# Buying used parts



## noroomforthedog (Feb 17, 2013)

Don't buy a used item classed as a wear item by your main stealer eg clutch friction plate, flywheel, pressure plate, brake pads , brake discs even though its only got 500 miles of wear (track days are a shit on wear items )so if it not an item the stealer will cover forget it , oh and tools if there worn throw them too fuck ! Unless you really want to spend hours , days and weeks worrying where the fuck it went and WTF is a cross head ( do you remember the head jokes ah forget it ) is it a Philips or a posidrive if your gonna fuck about know what your dealing with , ask the question that's why we joined the forum

Sent from my iPhone using Tapatalk 2


----------



## jamman (May 6, 2002)

The above makes no sense to me at all


----------



## c15 ttt (Dec 3, 2010)

me neither mate


----------



## j8keith (Jun 26, 2009)

:?


----------



## Spandex (Feb 20, 2009)

noroomforthedog said:


> Don't buy a used item classed as a wear item by your main stealer eg clutch friction plate, flywheel, pressure plate, brake pads , brake discs even though its only got 500 miles of wear (track days are a shit on wear items )so if it not an item the stealer will cover forget it , oh and tools if there worn throw them too fuck ! Unless you really want to spend hours , days and weeks worrying where the fuck it went and WTF is a cross head ( do you remember the head jokes ah forget it ) is it a Philips or a posidrive if your gonna fuck about know what your dealing with , ask the question that's why we joined the forum
> 
> Sent from my iPhone using Tapatalk 2


Gazzer, is that you?


----------



## Adam-tt (Apr 3, 2010)

/\
LOL gaz isn't that bad!

Sent from my GT-I9305 using Tapatalk 2


----------



## Gazzer (Jun 12, 2010)

bog off Spandy lol............i used to be that bad i will admit


----------



## CWM3 (Mar 4, 2012)

What ever he is smoking, ain't good for him


----------



## John-H (Jul 13, 2005)

Something about having a cross head?

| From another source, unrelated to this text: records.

PR #460, opened 2021-11-26
Added 435

### LINKED ISSUE #195: Error code 435 - Reason for new episode is that child's placement has changed but not the legal status, but this is not reflected in the episode data recorded.
#### Error code
435
#### Description to display
Reason for new episode is that child's placement has changed but not the legal status, but this is not reflected in the episode data recorded.
Where the reason for new episode is coded P or T the legal status of the current episode must be the same as the previous one and the placement must have changed (in most cases at least one of placement postcode, placement URN, placement type or placement provider will have changed).  Check the legal status and placement codes in current and previous episodes. If correct as recorded the reason for new episode code should be amended.  This applies from the 2016 to 2017 data collection onwards.
#### DfE suggested coding
Where `<RNE>` = 'P' or 'T' then `<LS>` must = `<LS>` of previous episode and at least one of `<PL>`, `<PL_POSTCODE>`, `<URN>` or `<PLACE_PROVIDER>` must be different

PhilDeakin:
Added 435... pytest is very slow now.


dezog:
> Added 435... pytest is very slow now.

just made a change that should speed up the tests a bit (on new branches), let me know how things compare to previously!

dezog (approved):
Looks good!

Well that could be a few people on here from time to time :wink:


----------



## Gazzer (Jun 12, 2010)

John-H said:


> Something about having a cross head? Well that could be a few people on here from time to time :wink:


That was aimed at me :lol: :lol: ooooh ya bitch xx


----------



## John-H (Jul 13, 2005)

No it wasn't Mr Paranoia - Oi wuz only messing :wink:


----------



## Gazzer (Jun 12, 2010)

John-H said:


> No it wasn't Mr Paranoia - Oi wuz only messing :wink:


I reckon you ought to ban me for being polite too much of late John!!!! Not sure what has come over me tbh, maybe Jammans threat of a naked mud wrestle tipped me over the edge lol


----------



## A3DFU (May 7, 2002)

Gazzer said:


> John-H said:
> 
> 
> > No it wasn't Mr Paranoia - Oi wuz only messing :wink:
> ...


Careful boys; else you'll start hugging each other :roll:


----------



## Gazzer (Jun 12, 2010)

MAN HUGS john..........(come here big boy)


----------



## John-H (Jul 13, 2005)

Sounds too spicy for me   [smiley=help.gif]


----------



## Gazzer (Jun 12, 2010)

John-H said:


> Sounds too spicy for me


Dani!!!!!!! john has finally admitted something is to spicy for him hun lol. (put that in the next mag for certain) or if that is out of bounds a stickie on here maybe?


----------



## A3DFU (May 7, 2002)

John-H said:


> Sounds too spicy for me   [smiley=help.gif]


Chicken :twisted:


----------



## jacobmwatson (Apr 25, 2013)

Ugh what?


----------



## John-H (Jul 13, 2005)

It's chilli talk


----------